Using the Terminology
Let's create some simple traps to describe the parts we just discussed:
A miner is digging away a 2x1 tunnel. He finds gold ore, but once he mines it arrows are relentlessly shot at him.
On the back of the ore is a redstone torch that acts as the trigger by sending a signal once broken. This signal allows a rapid pulsar (complication) to repeatedly send power to a dispenser, the method.
An explorer comes across a cave. He drops down a few blocks when he notices it's getting lighter instead of darker. He jumps to his next ledge just before a flow of lava engulfs his previous position.
Since our trapper can't maintain the trap consistently without drawing suspicion, let's assume he sets up a redstone clock to a dispenser. Every four and a half minutes a new item will be dispensed, maintaining the trap. Clocks are generally a complication, but since it is used to stabilize the trigger we'll call it part of the trigger. This trap is hidden in a natural location and uses an invisible trigger (an item through the wall). This opens a flood gate of lava (method) in the entrance, it will spread and trap the explorer in the cave.
The owner of a large underground mansion is being chased by another player. The owner escapes through an iron door controlled by a pressure plate. On the other side he hits a button. The pursuer sees him open the door by the pressure plate and follows him, but the door doesn't open. Instead, a series of pistons opens a hole and pushes the assailant into it. Once the pistons extinguish the light from the opening, it is pitch black.
The button on the far side of the door is a safety attached to a T-flip flop. It engages the trigger (the pressure plate), which, until a moment ago, was pretty uninteresting. Both sets of pistons (The ones that opened the hole and the ones that pushed the assailant) are complications. The obsidian jail is a live-capture method.
A robber has snuck into a large obsidian-reinforced storage facility and walks into a room with a red wool floor. He hears an audible click before the opposite wall is pulled away revealing dispensers that start to pelt him with splash potions of poison and slowness. Before he can get away a 9 block TNT charge goes off but since the room is reinforced the facility as a whole escapes unscathed.
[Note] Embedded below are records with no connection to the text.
PR #803, opened 2019-10-31
Increase IPC buffer size

jduncanator:
This is a hack, but it works for now. We should really determine a way to automatically calculate the required buffer size to avoid situations where specific IPC calls "overflow" this arbitrary size, or determine by means of reverse engineering if there really is a fixed "maximum size" that we could implement here.

### DIFF
--- a/Ryujinx.HLE/HOS/Ipc/IpcHandler.cs
+++ b/Ryujinx.HLE/HOS/Ipc/IpcHandler.cs
@@ -67,7 +67,7 @@ namespace Ryujinx.HLE.HOS.Ipc
 
                         case 3:
                         {
-                            request = FillResponse(response, 0, 0x500);
+                            request = FillResponse(response, 0, 0x1000);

The pressure plate in the door is the trigger. The piston-removed false wall is a complication. The dispensers are a method. However, there is a 6 second repeater delay (complication) connected to a secondary method (bomb).
A player in a faction server is wandering about, searching for bases to raid. He is in a plains biome and sees a house made of andesite (flat biomes are great to put baited traps in because of high visibility). The player has left a door open (usually players will not mine on factions servers). The player walks inside cautiously and finds medium-tier loot. Thinking it is the house of an unexperienced player (try to make your trap's bait appeal to the server, nobody will walk into a giant obsidian monolith with no backup), he walks into the basement. However, upon opening the spruce door (opaque) to enter the basement, the blocks before and after the door are opened up, and the player is quickly funneled into a hay-based creeper-proofed capturing trap, and can't teleport away. The player's friends can't rescue him before the trapper claims the land and demands a ransom.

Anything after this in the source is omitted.